Who were the Prussian soldiers

What were the Prussian reforms?

The reforms

The liberation of the peasants

In 1799, in Prussia, the peasants who cultivated the king's land were given freedom. All other farmers were then exempted from inheritance in 1807. Associated with this was freedom of choice for all citizens of the country. A previous farmer could now move into the city and work there. That wasn't possible before. A farmer no longer needed the consent of his landlord to marry as before.

However, the personal freedom of the farmers did not lead to their owning the farms they managed. From 1811 it was then possible for the farmers to also acquire the land. Those who could not raise the money had to give part of their land to the landlord as compensation.

However, this meant that the land of the large landowners became ever larger and that of the peasants smaller and smaller. Many farmers were so indebted that they had to give the rest of their land to the landlord and thus became land workers without possessions.

Administrative reform

Prussia now became a unified state. Ministries have been set up for home affairs, finance, foreign policy, war and justice. The king's old cabinet, which had existed alongside the ministries, was abolished. The ministers had a strong position. Administration was centralized by dividing the state into provinces, administrative districts and counties.

The courts of the landlords (patrimonial courts), which until then existed alongside the state courts, were abolished. The police rights of the landlords were also restricted by creating a state police force that was organized militarily (gendarmerie).

City regulations (self-government of the cities)

The cities should be administered themselves, so no longer by the state, but by the citizens themselves. They elected city councilors, who in turn elected the city's magistrate. The mayor was elected from this group.

Freedom of trade

The medieval guild obligation was abolished in 1811 and thus the freedom of trade was introduced. Now everyone was free to choose their profession. This promoted competition and thus the economy. The freedom of trade therefore contributed significantly to the Prussian economy growing. However, it also happened that certain trades were represented too often. So there was z. B. soon too many tailors, weavers or carpenters who then became impoverished.

Emancipation of the Jews

With the Jewish edict of 1812, Jews living in Prussia became Prussian citizens. This gave them the same civil rights and duties as other citizens. They were guaranteed the freedom to practice their religion.

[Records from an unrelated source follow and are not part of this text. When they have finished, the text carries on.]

PR #1705, opened 2023-02-20
fix: correct entry types and add chain modifiers

veu:
## Summary

Fix two issues with `Entry…` types and introduce a new configurable entry type to avoid similar issues in the future because we don’t have to write new definitions for every combination of modifiers.

### What’s in here
* Fix: `EntryWithoutLinkResolution` no longer allows resolved entries for reference fields.
* Fix: `EntryWithAllLocalesAndWithLinkResolutionAndWithUnresolvableLinks` now allows unresolvable links.
* Introduce `NewEntry` type that takes `ChainModifiers` to get the specific type.
* Introduce `GenericEntry` alias for `Entry` type and deprecate `Entry` type
* Introduce `GenericEntryCollection` alias for `EntryCollection` type and deprecate `EntryCollection` type.

### What’s not in here
The following changes will be done in a separate PR to reduce conflicts.
* Renaming the generic `Entry` type `GenericEntry`.
* Renaming the `NewEntry` type `Entry` and use it everywhere.
* Removing `ConfiguredEntry` in favor of `NewEntry`.
* Align entry collection naming with entry naming.

### DIFF
--- a/lib/types/entry.ts
+++ b/lib/types/entry.ts
@@ -42,21 +42,22 @@ export type BasicEntryField =
   | EntryFields.RichText
   | EntryFields.Object
 
+type BaseEntry = {
+  sys: EntrySys
+  metadata: Metadata
+}
+
 /**
  * @category Entities
  */
-export interface Entry<T> {
-  sys: EntrySys
-  metadata: Metadata
+export type Entry<T> = BaseEntry & {
   fields: T
 }
 
-export interface EntryWithAllLocalesAndWithoutLinkResolution<
+export type EntryWithAllLocalesAndWithoutLinkResolution<
   Fields extends FieldsType,
   Locales extends LocaleCode
-> {
-  sys: EntrySys
-  metadata: Metadata
+> = BaseEntry & {
   fields: {
     [FieldName in keyof Fields]: {
       [LocaleName in Locales]?: Fields[FieldName] extends EntryFields.Link<any>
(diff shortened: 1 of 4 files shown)


lib/types/entry.ts
```diff
@@ -42,109 +42,88 @@ export type BasicEntryField =
...
+  Modifiers extends ChainModifiers,
+  Locales extends LocaleCode = any
+> = Fields extends EntryFields.Link<infer LinkedFields>
+  ? 'WITHOUT_LINK_RESOLUTION' extends Modifiers
+    ? EntryLink
+    :
+        | NewEntry<LinkedFields, Modifiers, Locales>
+        | ('WITHOUT_UNRESOLVABLE_LINKS' extends Modifiers ? undefined : EntryLink)
+  : Fields extends EntryFields.Link<infer LinkedFields>[]
+  ? 'WITHOUT_LINK_RESOLUTION' extends Modifiers
```
veu, line 74: This check is similar to the one for single reference field and we could introduce a separate type that only has this check but then we’d have the check for each array element instead of once for the whole list and that didn’t feel cleaner. I’m open to suggestions though.

veu: I have a solution but it requires changing more than one type so it’ll be in the next PR.

lib/types/entry.ts
```diff
@@ -154,55 +133,49 @@ export interface AbstractEntryCollection<TEntry> extends ContentfulCollection<TE
...
-  : Options extends ChainOption<'WITHOUT_LINK_RESOLUTION'>
-  ? EntryWithoutLinkResolution<Fields>
-  : Options extends ChainOption<'WITH_ALL_LOCALES'>
-  ? EntryWithAllLocalesAndWithLinkResolutionAndWithUnresolvableLinks<Fields, Locales>
-  : Options extends ChainOption<'WITHOUT_LINK_RESOLUTION'>
-  ? EntryWithAllLocalesAndWithoutLinkResolution<Fields, Locales>
-  : Options extends ChainOption<'WITH_ALL_LOCALES' | 'WITHOUT_UNRESOLVABLE_LINKS'>
-  ? EntryWithAllLocalesAndWithLinkResolutionAndWithoutUnresolvableLinks<Fields, Locales>
-  : never
+> = Options extends ChainOption<infer Modifiers> ? NewEntry<Fields, Modifiers, Locales> : never
```
msieroslawska, line 178: I like this change 👍

Cyberxon (approved):
Beautifully done! The code is more readable now! Looking forward to the next iterations!

test/types/resolved-field.test-d.ts
```diff
@@ -0,0 +1,64 @@
...
+const entryValue = {
+  ...entryBasics,
+  fields: {
+    title: 'title',
+  },
+}
+
+type SimpleEntryFields = { title: string }
+
+expectAssignable<ResolvedField<Entry<SimpleEntryFields>, undefined>>(entryValue)
```
msieroslawska, line 44: You're deprecating `Entry` in this PR, shouldn't this be replaced with `NewEntry`? Or you're leaving it as it is since it will be renamed back in a follow up?

msieroslawska (approved):
Awesome work!

test/types/resolved-field.test-d.ts
veu: I don’t know what the formal process should look like actually. `NewEntry` can’t be renamed `Entry` until the current `Entry` is no longer used. I added a deprecation notice in the meantime to the old `Entry` to alert to that but yes, the name will technically stay.

PR #1711, opened 2023-02-22
fix: allow asset links in entry types

veu:
## Summary

Before this PR the entry types resolved all asset links to entries and entry links. Let’s fix that.

## Description

* Introduce `EntryFields.EntryLink` and `EntryFields.AssetLink` to distinguish between the different link types
* Allow resolved assets and asset links in `NewEntry` type
* Remove `FieldType` from generic entry types to indicate that the fields property can have different shapes
* Allow JSON data in `EntryFields.Object`
* Extract type tests mocks to separate file


test/types/asset-d.ts
```diff
@@ -12,89 +12,47 @@ import {
...
-  revision: numberValue,
-  space: { sys: { id: stringValue, type: 'Link', linkType: 'Space' } },
-  type: '', //?
-  updatedAt: dateValue,
-  id: stringValue,
-  createdAt: dateValue,
-}
-const metadataValue = { tags: [] }
+// @ts-ignore
+import * as mocks from './mocks'
```
veu, line 22: The error is that we’re only allowed to import from `lib` where we definitely don’t want the mocks. I’m doing a `*` import to make sure I’m not hiding other errors like mock data not being exported.

Cyberxon (approved):
Thank you for adding mocks and for the retyping effort! 💯 👍

PR #1716, opened 2023-02-23
chore: chain-specific behavior in parseEntries [DANTE-860]

Silhoue:
The `parseEntries` method no longer needs the config options, its input & return types are now determined via client chains, similar to `getEntry` and `getEntries`.

### DIFF
--- a/lib/create-contentful-api.ts
+++ b/lib/create-contentful-api.ts
@@ -105,7 +105,7 @@ export type ClientWithAllLocalesAndWithoutLinkResolution = BaseClient &
     ): Promise<EntryCollection<Fields, 'WITH_ALL_LOCALES' | 'WITHOUT_LINK_RESOLUTION', Locales>>
 
     parseEntries<Fields extends FieldsType = FieldsType, Locales extends LocaleCode = LocaleCode>(
-      data: EntryCollection<Fields, 'WITH_ALL_LOCALES' | 'WITHOUT_LINK_RESOLUTION', Locales>
+      data: EntryCollection<Fields, 'WITHOUT_LINK_RESOLUTION' | 'WITH_ALL_LOCALES', Locales>
     ): EntryCollection<Fields, 'WITH_ALL_LOCALES' | 'WITHOUT_LINK_RESOLUTION', Locales>
   }
 
@@ -121,7 +121,7 @@ export type ClientWithLinkResolutionAndWithoutUnresolvableLinks = BaseClient &
     ): Promise<EntryCollection<Fields, 'WITHOUT_UNRESOLVABLE_LINKS'>>
 
     parseEntries<Fields extends FieldsType = FieldsType>(
-      data: EntryCollection<Fields, 'WITHOUT_LINK_RESOLUTION' | 'WITHOUT_UNRESOLVABLE_LINKS'>
+      data: EntryCollection<Fields, 'WITHOUT_LINK_RESOLUTION'>
     ): EntryCollection<Fields, 'WITHOUT_UNRESOLVABLE_LINKS'>
   }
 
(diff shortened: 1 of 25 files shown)


lib/types/entry.ts
```diff
@@ -175,6 +175,11 @@ export type GenericEntryCollection<Fields extends FieldsType> = AbstractEntryCol
   GenericEntry<Fields>
 >
 
+export type GenericEntryCollectionWithAllLocales<
```
veu, line 178: Is there a reason to introduce a new custom entry type?

lib/create-contentful-api.ts
```diff
@@ -84,34 +88,46 @@ export type ClientWithoutLinkResolution = BaseClient &
...
     ): Promise<EntryWithAllLocalesAndWithoutLinkResolution<Fields, Locales>>
 
-    getEntries<Fields extends FieldsType, Locales extends LocaleCode = any>(
+    getEntries<Fields extends FieldsType, Locales extends LocaleCode = LocaleCode>(
       query?: EntriesQueries<Fields> & { locale?: never }
     ): Promise<EntryCollectionWithAllLocalesAndWithoutLinkResolution<Fields, Locales>>
+
+    parseEntries<Fields extends FieldsType = FieldsType, Locales extends LocaleCode = LocaleCode>(
+      data: GenericEntryCollectionWithAllLocales<Fields, Locales>
+    ): EntryCollectionWithAllLocalesAndWithoutLinkResolution<Fields, Locales>
```
veu, line 130: The input and output types are incompatible. If the input data is allowed to have entries, then we can’t disallow them in the output as they will still be there.

Silhoue: Good point, we shouldn't allow resolved entries in the input. I changed the types.

lib/types/entry.ts
Silhoue: I removed it (but added different ones)

lib/create-contentful-api.ts
veu: The changed types allow anything as fields. They’re more generic than the last ones. If you want to disallow resolved entries with and without locales you should use these two:
`NewEntry<Fields, 'WITHOUT_LINK_RESOLUTION'>`
`NewEntry<Fields, 'WITH_ALL_LOCALES' | 'WITHOUT_LINK_RESOLUTION', Locales>`

test/unit/make-contentful-api-client-parseentries.test.ts
```diff
@@ -8,84 +39,77 @@ test('Given json should be parsed correctly as a collection of entries', () => {
...
     },
   }
-  const parsedData = api.parseEntries<any>(data)
+  const parsedData = api.parseEntries(data)
   expect(parsedData).toBeDefined()
-  expect(parsedData.items[0].fields.animal.sys).toEqual(data.includes.Animal[0].sys)
+  expect(parsedData.items[0].fields.animal?.sys).toEqual(pigEntry.sys)
 })
 
+// remove this test?
```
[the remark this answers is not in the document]
Silhoue: I don't see the value in having this test. Would it be fine to remove or should we keep it for some reason?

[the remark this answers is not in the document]
veu: [Here](https://github.com/contentful/contentful.js/pull/594#issuecomment-779251513)’s why the test was added. Does this still apply / seem useful?

test/integration/parseEntries.test.ts
```diff
@@ -0,0 +1,498 @@
...
+        details: { type: 'Link', linkType: 'Entry', id: '6SiPbntBPYYjnVHmipxJBF' },
+      },
+    ],
+    includes: {
+      Asset: [resolvedHappyCatAssetAllLocales],
+    },
+  }
+})
+
+// expand to cover also localeClient
```
veu, line 435: This is already done, right?

Silhoue: We're not using the `localeClient` but we have locales in the input data, so removed it.

test/unit/make-contentful-api-client-parseentries.test.ts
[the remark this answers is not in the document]
Silhoue: I found some more context on this ("How do we safely rollout tags in CDA CMA") so I guess it stays.

veu (approved):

As early as the Middle Ages, Jews were disadvantaged and marginalized. Now the ideas of the Enlightenment and the ideal of the equality of all people also had an impact on Jews living in Prussia.

Army reform

The defeat in the war of 1806 clearly showed that the old Prussian army was no longer up to date and lagged far behind the French organization. So a new strong army should be created. Three generals took care of the implementation of the reform: Scharnhorst, Gneisenau and Clausewitz.

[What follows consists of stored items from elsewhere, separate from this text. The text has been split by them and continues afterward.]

PR #1722, opened 2023-02-27
fix: query filters by field type [DANTE-868]

Cyberxon:
## Summary

Checking all the query filters against their respective FieldTypes and making sure we have the same behaviour as the CDA.


lib/types/query/equality.ts
```diff
@@ -1,9 +1,9 @@
 import { BasicEntryField, EntryFields } from '../entry'
 import { ConditionalQueries } from './util'
 
-// TODO: Note: Equality and inequality operators are not supported for text fields
-// What types do we hav to exclude here?
-type SupportedTypes = Exclude<BasicEntryField, EntryFields.RichText> | undefined
+type SupportedTypes =
+  | Exclude<BasicEntryField, EntryFields.Object | EntryFields.RichText | EntryFields.Location>
```
veu, line 5: Are we sure this works? If one of the excluded types is a union (like `Object`) it means excluding all of the types in the union.

test/types/query-types/boolean.test-d.ts
```diff
@@ -47,3 +49,5 @@ expectAssignable<SubsetFilters<{ testField: EntryFields.Boolean }, 'fields'>>({
   'fields.testField[in]': booleanValue,
   'fields.testField[nin]': booleanValue,
 })
+
+// expectType<Required<FullTextSearchFilters<{ testField: EntryFields.Boolean }, 'fields'>>>({})
```
msieroslawska, line 53: Why is this commented out? Is it a todo?

Cyberxon: that was me testing sth out, thank you for noticing it!

msieroslawska (approved):
LGTM 🎈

The army should be more flexible in tactics. Dishonorable punishments such as flogging and running the gauntlet have been abolished. Even commoners could now embark on an officer career. The military leadership was trained in the new Prussian War Academy. In 1814 compulsory military service was introduced.

Educational reform

The educational reform was mainly carried out by Wilhelm von Humboldt. The state received supervision over all schools. Compulsory schooling was enforced more strictly. All children first attended elementary school; there was a grammar school for higher education. Achievement became more important than origin and status. At universities, there was freedom of teaching and research.